Le récent sommet du G20 à Johannesburg – le premier à avoir eu lieu en Afrique – a mis en lumière l’ampleur et l’urgence du problème. Les taux de mortalité infantile sur le continent demeurent 14 fois plus élevés que dans les pays riches, et seul un enfant sur quatre en Afrique subsaharienne fréquente un établissement préscolaire. L’Afrique du Sud, qui considère l’investissement dans l’EPPE comme une priorité nationale, a récemment lancé le plus vaste programme d’éducation préscolaire de son histoire. Le président Cyril Ramaphosa a également profité de la présidence sud-africaine du G20 pour présenter l’éducation de la petite enfance comme un impératif mondial, et pour appeler les gouvernements du monde entier à investir dans leurs citoyens dès le plus jeune âge.
La mobilisation de la volonté politique et des financements nécessaires à la transformation de l’EPPE exigera un effort multilatéral soutenu et coordonné. Ces deux dernières années, Theirworld n’a cessé de promouvoir cet agenda au travers de sa campagne Act for Early Years, et l’annonce récente du premier rassemblement international consacré spécifiquement au financement de l’éducation pré-primaire – initié par une coalition de parties prenantes des pays du Sud et du Nord – signale que la petite enfance recueille enfin l’attention qu’elle mérite.
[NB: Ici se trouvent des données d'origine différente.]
PR #1379, opened 2021-02-17
Ensure all sam_read1() and sam_itr_next() failures are reported

### LINKED ISSUE #101: samtools treats many errors as EOF, silently hiding problems
In the development of Antonie, I generated BAM files that were subtly malformed. This is of course my own bug, and of course samtools should not compensate for my bugs. However, samtools silently accepted my BAM files, and appeared to process them quite well!

Further investigation found that 'samread()' returns negative values for both errors and EOFS, and that many loops within samtools treat all negative values equally. In other words, they turn an error into a normal EOF, which generates no error or warning message.

Any loop like this is problematic: 
    while (samread(sam,bam_line) >= 0) {... }

As an example, http://ds9a.nl/tmp/blah.bam has an invalid sequence id in there, but 'samtools stats blah.bam' processes it without apparent error, but also without producing any statistics beyond the problematic read.

While I of course appreciate the samtools software, I would suggest screaming bloody murder on any kind of unexpected error, lest our users end up with invalid results because part of their data was silently skipped!

Thanks for your attention.

jmarshall:
Ensure that error return codes from all invocations of these functions are captured and result in a diagnostic message and failing exit status. An audit of the 32 instances of `sam_read1()` and the 10 instances of `sam_itr_next()` in code contributing to the `samtools` executable showed that the following were missing and are fixed by this PR:

For coverage, depth, fixmate, mpileup: the command already exited with failure but this adds an error message. (For mpileup, this changes the exit status in this case from 255 (i.e., -1 🤮) to 1.)

For flagstat: convert a "Continue anyway" message into an error and failure.

For bedcov, phase, targetcut: add the missing `bam_[m]plp_auto()` check and error message and failure.

For tview: add the missing `sam_itr_next()` check, and exit immediately (as tview already does for other "can't happen" errors.)

Fixes #101. Fixes a number of instances of #51.

### DIFF
--- a/bedcov.c
+++ b/bedcov.c
@@ -72,7 +72,7 @@ int main_bedcov(int argc, char *argv[])
     kstream_t *ks;
     hts_idx_t **idx;
     aux_t **aux;
-    int *n_plp, dret, i, j, m, n, c, min_mapQ = 0, skip_DN = 0;
+    int *n_plp, dret, i, j, m, n, c, ret, status = 0, min_mapQ = 0, skip_DN = 0;
     int64_t *cnt, *pcov = NULL;;
     const bam_pileup1_t **plp;
     int usage = 0, has_index_file = 0;
@@ -92,7 +92,7 @@ int main_bedcov(int argc, char *argv[])
         case 'g':
             tflags = bam_str2flag(optarg);
             if (tflags < 0 || tflags > ((BAM_FSUPPLEMENTARY << 1) - 1)) {
-                print_error_errno("depth", "Flag value \"%s\" is not supported", optarg);
+                print_error("bedcov", "Flag value \"%s\" is not supported", optarg);
                 return 1;
             }
             flags &= ~tflags;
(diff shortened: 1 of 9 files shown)


bedcov.c
```diff
@@ -226,6 +226,14 @@ int main_bedcov(int argc, char *argv[])
                     if (min_depth >= 0 && pd >= min_depth) pcov[i]++;
                 }
             }
+
+        if (ret < 0) {
+            print_error("bedcov", "error reading from input file");
+            status = 2;
+            bam_mplp_destroy(mplp);
+            continue;
```
daviesrob, line 234: Maybe bail out completely at this point?

daviesrob (commented):
Thanks for the updates, these are certainly long overdue.

Some of them seem to keep the "continue anyway" behaviour, albeit with returning an error code now.  I think it might be time to make them bail out as soon as the error is found, as the output is unlikely to be useful anyway.

jmarshall:
> Some of them seem to keep the "continue anyway" behaviour, albeit with returning an error code now.

IMHO the defining quality of the “continue anyway” messages is that they are reassuring, which these aren't.

However I hadn't tested `mpileup` and `depth` with `-a` and you are quite right that in this case the terminating region code prints masses of incorrect output. Code lifted up as suggested, and the error message still appears **after** all the output hence is noticeable.

For `bedcov`, I was imagining later regions in the BED file might avoid the corrupted parts of the file hence be salvageable. But how would the user know which ones to trust? So I've also adjusted this code as suggested.

Thanks for the review.

daviesrob:
Thanks for the updates, will squash and merge.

Pour ce qui est de l’avenir, le Sommet international 2027 pour le financement de la petite enfance offre une rare opportunité de lever de nouveaux fonds, de réorienter les investissements nationaux, et de débloquer des capitaux privés. Ce sommet pourrait par-dessus tout démontrer que l’investissement dans l’éducation préscolaire ne constitue pas une considération secondaire, mais une condition préalable à la réalisation des ODD. Les débats politiques qui s’ensuivront inévitablement devront être guidés par un principe clair : veiller avant tout aux intérêts des enfants, c’est choisir le chemin le plus sûr vers un monde de prospérité, de paix et de stabilité.